Internals of online index build

Internals of online index build:
Basic premise for online index build, which was introduced in Oracle 8i, was to let DML's to continue while online index build is in progress. It greatly improved database availability for most of the applications. But it suffered from complete hang of DML's during initial and end phases of online index build, which is resolved in 11g.

The way online index build (OIB) works is by creating an IOT journal table to keep track of changes while the OIB is in progress and merge all the changes from journal table to complete index build operation.

If I have a table with the structure of (A NUMBER, B NUMBER, C CHAR(100), D NUMBER) and to create index on (A, B, C) column, Oracle would create journal table like:

create table "ORACLE"."SYS_JOURNAL_18155" (C0 NUMBER, C1 NUMBER, C2 VARCHAR2(100), opcode char(1), partno number, rid rowid, primary key( C0, C1, C2 , rid )) organization index;

Before 11g, OIB will get in the DML queue to lock the table exclusively while preventing the new DML's to go through, once all the active transactions (ones which were initiated before the OIB) are completed, OIB will create the journal IOT table and release the exclusive table lock (it'll still keep the share lock on the table to prevent any other DDL's) for DML's to continue.

As part of journal table creation, Oracle would create an internal trigger on the primary table to record all the changes to the journal table. Along with using all the index columns, journal table will add "ROWID" to that list to make it as primary key.

"OPCODE" column represents the type of operation like "I" for Insert and "D" for Delete.
"PARTNO" column represents partition number of the underlying table.

Among all the changes to a given row for any of the index key columns, only the most recent change for that record is visible in the journal table. Any update operation of index key columns would be converted to "DELETE" and "INSERT" in the journal table.

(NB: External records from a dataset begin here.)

PR #2332, opened 2023-02-17
Added new test case - T1027.001

D4rkCiph3r:
Added a new test case.
Minor changes to the existing test case.

### DIFF
--- a/atomics/T1027.001/T1027.001.yaml
+++ b/atomics/T1027.001/T1027.001.yaml
@@ -25,7 +25,37 @@ atomic_tests:
       cp /bin/ls #{file_to_pad}
   executor:
     command: |
-      dd if=/dev/zero bs=1 count=1 >> #{file_to_pad}
+      dd if=/dev/zero bs=1 count=1 >> #{file_to_pad} #adds null bytes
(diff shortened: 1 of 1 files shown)


josehelps (changes requested):
@D4rkCiph3r The atomic executed flawlessly, thank you for the test
image

Two minor suggestions:

In the first atomic test, the dd command is used to add null bytes, high-quality random data, and low-quality random data. But the description says it only adds a zero to the binary. You should update the description to match the actual behavior of the test. The updated description would be:

```
description: |
  Uses dd to add a zero byte, high-quality random data, and low-quality random data to the binary to change the hash.
  
  Upon successful execution, dd will modify `/tmp/evil-binary`, therefore the expected hash will change.
```

In the second atomic test, the description says it adds "number of bytes" to the binary, but the actual command adds only one byte. The description should be updated for clarity. The updated description would be:

```
description: |
  Uses truncate to add a byte to the binary to change the hash.

  Upon successful execution, truncate will modify `/tmp/evil-binary`, therefore the expected hash will change.
```

josehelps (approved):
LGTM

PR #2333, opened 2023-02-18
Added new tests - T1070.002 (macOS and Linux)

D4rkCiph3r:
New tests added:

1. Delete log files using built-in log utility
2. Truncate system log files
3. Delete log files by appending null bytes
4. System log file deletion using find utility
5. Delete system logs using syslog utility
6. Overwrite macOS system log using echo utility
7. Real-time system log clearance/deletion
8. Delete system journal logs

The man pages of respective utilities can be referred for the same


josehelps (changes requested):
@D4rkCiph3r thank you so much for the PR, this is amazing!!! I looked over it and had some minor comments but overall this is looking pretty good to go. Below are some suggestions:

In the atomic test with the name "Delete system journal logs," the description is a copy of the description of the "Real-time system log clearance/deletion" atomic test. You should update the description to accurately reflect the content of the test. The updated description would be:

```
description: |
  Deletes system journal logs on Linux systems using rm and journalctl utilities.
```

In the atomic test with the name "Overwrite macOS system log using echo utility," you can simplify the command by removing sh -c. The updated command would be:

```
command: |
  sudo echo '' > /var/log/system.log
```
    In the atomic test with the name "Delete system log files using srm utility," it would be helpful to add the installation command for srm in the description or as a comment in the YAML file, since it may not be installed by default on some macOS systems. The updated description would be:

```
description: |
  This test securely deletes the system log files individually and recursively using the srm utility.
  Install srm using Homebrew with the command: brew install khell/homebrew-srm/srm
  Refer: https://github.com/khell/homebrew-srm/issues/1 for installation
```

Not a big deal but  for better organization, consider grouping the atomic tests based on the supported platforms. For instance, put all macOS tests together and all Linux tests together. This can help users quickly identify the relevant tests based on their platform.

josehelps (approved):
LGTM

PR #1375, opened 2024-05-15
feat: allow override for mock handlers to be a function

### LINKED ISSUE #1329: MSW: overrideResponse can be a function
Currently, a msw mock handler would be:

```ts
import { HttpResponse, HttpResponseResolver, delay, http } from 'msw'

export const getSomethingMockHandler = (overrideResponse?: SomethingResponse) => {
  return http.get('/something', async () => {
    await delay(1000);
    return new HttpResponse(JSON.stringify(overrideResponse ? overrideResponse : getSomethingResponseMock()),
      {
        status: 200,
        headers: {
          'Content-Type': 'application/json',
        }
      }
    )
  })
}

```

But it would be nice if overrideResponse is a function. So that we can produce response programmatically.

```ts
export const getSomethingMockHandler = (overrideResponse?: (resolver: HttpResponseResolver) => SomethingResponse | Promise<SomethingResponse>) => {
  return http.get('/something', async (resolver) => {
    await delay(1000);
    const response = overrideResponse ? overrideResponse(resolver) : getSomethingResponseMock()
    return new HttpResponse(JSON.stringify(response)),
      {
        status: 200,
        headers: {
          'Content-Type': 'application/json',
        }
      }
    )
  })
}

```

AffeJonsson:
## Status

**READY**

## Description

Fixes #1329 
Adds the ability to pass a function into mock handlers as override

## Steps to Test or Reproduce

yarn generate with a config that has mock: true
check mock handlers, the override parameter should be able to be a function as well

### DIFF
--- a/packages/mock/src/msw/index.ts
+++ b/packages/mock/src/msw/index.ts
@@ -95,19 +95,23 @@ const generateDefinition = (
     : '';
 
   const delay = getDelay(override, !isFunction(mock) ? mock : undefined);
+  const handlerHasOverride = isReturnHttpResponse && !isTextPlain;
+  const infoParam = handlerHasOverride ? 'info' : '';
   const handlerImplementation = `
-export const ${handlerName} = (${isReturnHttpResponse && !isTextPlain ? `overrideResponse?: ${returnType}` : ''}) => {
+export const ${handlerName} = (${handlerHasOverride ? `overrideResponse?: ${returnType} | ((${infoParam}: Parameters<Parameters<typeof http.${verb}>[1]>[0]) => ${returnType})` : ''}) => {
   return http.${verb}('${route}', ${
     delay === false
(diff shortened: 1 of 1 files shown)


packages/mock/src/msw/index.ts
```diff
@@ -95,19 +95,23 @@ const generateDefinition = (
     : '';
 
   const delay = getDelay(override, !isFunction(mock) ? mock : undefined);
+  const handlerHasOverride = isReturnHttpResponse && !isTextPlain;
```
melloware:
```suggestion
  const isHandlerOverridden = isReturnHttpResponse && !isTextPlain;
```

 I prefer `is` to `has`

melloware (changes requested):

melloware (approved):

PR #1376, opened 2024-05-15
feat: use string literals for const properties

### LINKED ISSUE #1326: Support for `const` values in string parameter types

Given a schema like this:
```yaml
     responses:
        "200":
          content:
            text/event-stream:
              schema:
                description: Each oneOf object in the array represents one possible Server Sent Events (SSE) message, serialized as UTF-8 text according to the SSE specification.
                items:
                  oneOf:
                    - properties:
                        data:
                          $ref: "#/components/schemas/ResponseError"
                        event:
                          const: error
                          description: The event name.
                          type: string
                        id:
                          description: The event ID.
                          type: integer
                        retry:
                          description: The retry time in milliseconds.
                          type: integer
                      required:
                        - data
                        - event
                      title: Event error
                      type: object
                    - properties:
                        data:
                          $ref: "#/components/schemas/ResponseData"
                        event:
                          const: data
                          description: The event name.
                          type: string
                        id:
                          description: The event ID.
                          type: integer
                        retry:
                          description: The retry time in milliseconds.
                          type: integer
                      required:
                        - data
                        - event
                      title: Event data
                      type: object
```

## What happens?

My schema types actually look like this:

```ts
export type Response200ItemOneOf = {
  data: ResponseError;
  /** The event name. */
  event: string;
  /** The event ID. */
  id?: number;
  /** The retry time in milliseconds. */
  retry?: number;
};

export type Response200ItemOneOfTwo = {
  data: ResponseData;
  /** The event name. */
  event: string;
  /** The event ID. */
  id?: number;
  /** The retry time in milliseconds. */
  retry?: number;
};
```

For my schema types to look like this. Note that the `event` property is restricted to only the const value (`error` or `data`).

```ts
export type Response200ItemOneOf = {
  data: ResponseError;
  /** The event name. */
  event: "error";
  /** The event ID. */
  id?: number;
  /** The retry time in milliseconds. */
  retry?: number;
};

export type Response200ItemOneOfTwo = {
  data: ResponseData;
  /** The event name. */
  event: "data";
  /** The event ID. */
  id?: number;
  /** The retry time in milliseconds. */
  retry?: number;
};
```

## Any other comments?

I guess that either [`const` isn't supported](https://json-schema.org/draft/2020-12/json-schema-validation#name-const) or maybe I'm just doing something wrong?

**Operating System:** MacOS 14.4.1
**Package Version:** 6.27.1
**Browser Version:** N/A

RinseV:
## Status

**WIP**

## Description

Fix #1326 to use [string literal types](https://www.typescriptlang.org/docs/handbook/literal-types.html#string-literal-types) for `const` properties defined in an OAS 3.1 schema. OAS 3.1 [introduced the `const` property](https://www.apimatic.io/blog/2021/09/migrating-to-and-from-openapi-3-1) as an alternative to single-valued enums. Previously, Orval did not generate string literal types for constant strings but instead typed them as just `string`. With this change, properties with `type: string` and a `const` keyword are transformed to their literal values as their type.

I've included a new specification that has different values and nullable versions of `const` properties. However, the `example-v3-1.yaml` specification also has a `const` property which is now also generated correctly. I'll be happy to remove the new spec if it's not needed.

## Related PRs

[A previous PR](https://github.com/anymaniax/orval/pull/1180) fixed a problem with the `const` keyword where the type was being interpreted as `unknown`. However, this fix does not make it so string constants have their value as their type.

## Todos

- [ ] Tests
- [ ] Documentation

## Steps to Test or Reproduce

```bash
> git pull --prune
> git checkout <branch>
> grunt jasmine
```

1. Generate the test specifications using `yarn generate` from the `tests` folder
2. Observe the generated types in `tests/generated/default/example-v3-1/model/test.ts` and `tests/generated/swr/constants/model/*.ts`
3. The properties marked with `const` should have a string literal type instead of just `string`

### DIFF
--- a/packages/core/src/getters/object.ts
+++ b/packages/core/src/getters/object.ts
@@ -1,14 +1,15 @@
 import { ReferenceObject, SchemaObject } from 'openapi3-ts/oas30';
 import { resolveExampleRefs, resolveObject, resolveValue } from '../resolvers';
-import { ContextSpecs, ScalarValue, SchemaType } from '../types';
+import {
+  ContextSpecs,
+  ScalarValue,
+  SchemaType,
+  SchemaWithConst,
+} from '../types';
 import { isBoolean, isReference, jsDoc, pascal } from '../utils';
 import { combineSchemas } from './combine';
 import { getKey } from './keys';
 import { getRefInfo } from './ref';
-
-interface SchemaWithConst extends SchemaObject {
-  const: string;
-}
 
 /**
  * Return the output type from an object
--- a/packages/core/src/getters/scalar.ts
+++ b/packages/core/src/getters/scalar.ts
@@ -1,5 +1,10 @@
 import { SchemaObject } from 'openapi3-ts/oas30';
-import { ContextSpecs, ScalarValue, OutputClient } from '../types';
+import {
+  ContextSpecs,
+  ScalarValue,
+  OutputClient,
+  SchemaWithConst,
+} from '../types';
 import { escape, isString } from '../utils';
 import { getArray } from './array';
 import { getObject } from './object';
@@ -25,6 +30,9 @@ export const getScalar = ({
   const nullable = item.nullable && !isAngularClient ? ' | null' : '';
 
   const enumItems = item.enum?.filter((enumItem) => enumItem !== null);
+
+  const itemWithConst = item as SchemaWithConst;
+  const isConst = itemWithConst.const !== undefined;
 
   if (!item.type && item.items) {
     item.type = 'array';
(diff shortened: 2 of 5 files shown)


RinseV:
I'm actually not sure if this is the right fix. It seems like the `const` property is evaluated properly, but is ignored when you have a property with:
```
type: string
const: something
```

The `const` keyword does generate correctly if you don't add `type: string` to your property.

RinseV:
Closed as the the workaround by not adding `type: string` is sufficient

PR #1397, opened 2024-05-23
fix(override): add deep merge with operations and tag options

anymaniax:
## Status

**READY**

## Description

Currently when you provide operation or tag options it completely override the global one. This will solve the problem with a deep merge


melloware (approved):
This is clever!

soartec-lab (approved):
great 👍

While rest of the user sessions populate journal table with the ongoing changes for index key columns, OIB session would be reading the table in consistent mode (as of the time journal table is created) to create the index followed by the final merge operation.

During the merge process, Oracle will read the journal table (IOT) leaf blocks from left to right to merge those changes with the index being built. As the journal table leaf block changes are applied, once a leaf block is fully consumed, it's reference will be deleted from the branch block.

This process will continue until all leaf blocks are consumed and when it comes to the last leaf block, Oracle would stop all the DML's again to do the final merge and drop the journal table before releasing the mode 6 exclsuive table lock.

As each leaf block is consumed, Oracle would mark each entry as deleted. If more DML's happen while Oracle is doing the merge, it'll do one more pass of walking through the leaf blocks, this process continues until the merge process is all done.

If there is any long running DML before issuing the OIB, Oracle would wait on the long running transaction and it will prevent upcoming DML's also. This is one of the major problems with OIB. Same thing can happen when it is doing the final merge.

With 11g, significant changes were introduced to address all these problems.

Oracle will still wait for long running transactions to complete before starting the OIB process, but it will not block the upcoming DML's. Oracle will not use exclusive table lock (mode 6) for OIB, which will eliminate any DML hang situations.

As soon as OIB process is initiated, Oracle will create IOT journal table and use internal trigger on the underlying table to keep track of the changes.

Once the journal table is created and the long running transactions are completed, Oracle will create the index by reading the table blocks in "CURRENT" mode, which means any committed changes in a block happened before the current SCN are read instead of the old way of accessing the blocks as of journal table creation time. This will virtually eliminate chance of running into rollback segment too small errors.

Oracle will recreate the internal trigger to directly modify the target index structure once the index build is completed (but the merge job is still pending). This means all user sessions will now directly update the target index instead of updating the journal table. Any change coming through would first be checked in the journal table before consolidating the change for the target index (this is best explanied with the example below).

Record "A" was inserted with rowid "RID" before the merge phase and hence it is tracked in the journal table.
Record "A" was deleted during the merge phase. Now the user session will read the journal table by record "A" with rowid "RID" and apply that change to the target index before deleteing the same record. It will also mark that record as consumed (i.e. deleted) in the IOT journal table leaf block.

While the user sessions continue to update the target index with the ongoing changes, OIB session will do the merge of journal table changes into the final index, as there will not be any ongoing DML changes being tracked in the journal table, this process will complete faster than before (i.e. pre 11g).

If you are creating unique index online, that uniqueness will not be enforced in the IOT journal table, but rather in the target index from the initiation of build/merge phase.

If you are creating either a reverse key index or global hash partitioned index to resolve any index contention (because you have sequentially increasing leading key column), then the OIB process will suffer from the contention because the underlying IOT journal table is created as normal B-tree index (i.e. no reverse key or hash partitioning).

I've created enhancement request 9912950 for this issue with Oracle support. Hopefully they resolve it in 12g.